江南水乡,似乎每个人在去往外婆家的路上,总要经过一座桥、两座桥、三座桥。而我的外婆家,无论走哪条道,都无法避免与一座桥邂逅。
我的外婆桥,一边通往水乡人家的低门矮户、白墙黛瓦,一边通往写有“农业学大寨”且镶嵌着五星徽章的村大会堂。大会堂的对面是杂货店,似乎最早的村小学也在这里,一直是全村最热闹的地方。再往北偏一点,就是村加工厂了。加工厂又叫轧谷厂,负责给各家各户加工粮食。“斗谷三升米,剩下都是糠”,农村轧谷的声音几乎天天都有,给静谧的乡间带来了许多烟火气。
那时候,乡村流行放露天电影、做戏文,场地也都在这里。从最初的大会堂室内,到后来搬到室外,真个是“巷北观神社,村东看戏场”。别管是哪里,一律人山人海、人声鼎沸。各股人流,从桥的两侧分别拥来,背着各家的椅子、凳子,抢占有利位置。桥下的空地、近水的河埠头都被人群挤占,桥上更是成为观影看戏最为惬意的所在。

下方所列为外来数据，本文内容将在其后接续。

PR #27372, opened 2024-10-25
docs(sofware-templates): improves instruction for --no-node-snapshot

sonikro:

I'm just making it clear in the docs that the best practice is to append flags to the NODE_OPTIONS environment variable, since other [debugging tools](https://code.visualstudio.com/docs/nodejs/nodejs-debugging#_how-can-i-set-nodeoptions) rely on that variable, and overriding it directly as it was suggested before was breaking the debugging capabilities.


freben (approved):
Alright!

外婆家的桥,承载了太多儿时的回忆。有外婆佝偻着身子掏出手帕,从中拿出两块印糕给我吃;有外公骑着小三轮,载着我从桥上驶过;有舅舅拎着水桶从桥面踱过,桶中满满的,都是自家打来的鱼;有表兄弟们你追我赶,在露筋的栏杆外侧扭来扭去的身影。春时,桥岸边杨柳依依;夏季,人们在桥下的树荫中钓鱼纳凉;秋天,桥面上晾晒着稻谷,农人拿着耙子在上面翻晒;初冬,栏杆上斜挂着一串串过冬的腌菜,在暖阳下反射着金色光芒;到了寒冬腊月,桥墩上准会撑起一盏大红灯笼,迎接新春的到来……
如今,外婆外公已作古,那座桥也被拆除了,取而代之的是一座更加坚固的混凝土平桥。新桥虽好,却已永久失去了外婆外公的身影,不再是我记忆中的外婆桥,但它也会成为另一代人的“外婆桥”,烙印在他们心中。